[[ DATA FOR REVIEW, beginning ]]

PR #803, opened 2023-09-29
remove allocations in reinit!(cv, xe)

kimauth:
The allocations were caused by the (potentially) unused type parameter `vdim`.

Since I was very confused about the meaning of `rdim`, `sdim` and `vdim` when I started fixing this, I also added a note about what they mean.

### DIFF
--- a/src/FEValues/cell_values.jl
+++ b/src/FEValues/cell_values.jl
@@ -97,6 +97,13 @@ function CellValues(::Type{T}, qr::QuadratureRule, ip::Interpolation, sgip::Scal
     return CellValues(T, qr, ip, VectorizedInterpolation(sgip))
 end
 
+################################################################# 
+# Note on dimensions:                                           #
+# sdim = spatial dimension (dimension of the grid)              # 
+# rdim = reference dimension (dimension in isoparametric space) #
+# vdim = vector dimension (dimension of the field)              #
+################################################################# 
+
 # Entrypoint for `ScalarInterpolation`s (rdim == sdim)
 function CellValues(::Type{T}, qr::QR, ip::IP, gip::VGIP) where {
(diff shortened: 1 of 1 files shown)


src/FEValues/cell_values.jl
```diff
@@ -97,6 +97,13 @@ function CellValues(::Type{T}, qr::QuadratureRule, ip::Interpolation, sgip::Scal
     return CellValues(T, qr, ip, VectorizedInterpolation(sgip))
 end
 
+################################################################# 
+# Note on dimensions:                                           #
+# sdim = spatial dimension (dimension of the grid)              #
```
termi-official, line 102:
```suggestion
# sdim = spatial dimension (dimension of the grid nodes)         # 
```

termi-official: We must have deleted them accidentally at some point. Sorry for the confusion. We also might want to add this to the devdocs or user docs to increase visibility.

termi-official (approved):
LGTM.

If you have an idea about how to catch such errors automatically, then I am happy to join the discussion. Also, can you open an issue or a discussion about the terminology issue you ran into, so we do not forget to fix it?

KnutAM:
One could add a test that it is allocation-free, 
e.g. `@test 0 == @allocated reinit(cv, x)` (just ensure that it compiled first)

kimauth:
I guess we could test that certain things are allocation free for instance, but not sure if it's worth the hassle. Nobody seems to have noticed this the past couple of months and now it's fixed.

kimauth:
Terminology is fine from my perspective now, I was just confused about `rdim`, `vdim` and `sdim`. That should be easy enough to understand for the next person touching this code now I hope. 😅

[[ DATA FOR REVIEW, end ]]

**REQUIREMENT:** Lines after the one containing "vdim = vector" are not wanted; repeat exactly each line above from the first up to and including it.

**OUTPUT BELOW:**
PR #803, opened 2023-09-29
remove allocations in reinit!(cv, xe)

kimauth:
The allocations were caused by the (potentially) unused type parameter `vdim`.

Since I was very confused about the meaning of `rdim`, `sdim` and `vdim` when I started fixing this, I also added a note about what they mean.

### DIFF
--- a/src/FEValues/cell_values.jl
+++ b/src/FEValues/cell_values.jl
@@ -97,6 +97,13 @@ function CellValues(::Type{T}, qr::QuadratureRule, ip::Interpolation, sgip::Scal
     return CellValues(T, qr, ip, VectorizedInterpolation(sgip))
 end
 
+################################################################# 
+# Note on dimensions:                                           #
+# sdim = spatial dimension (dimension of the grid)              # 
+# rdim = reference dimension (dimension in isoparametric space) #
+# vdim = vector dimension (dimension of the field)              #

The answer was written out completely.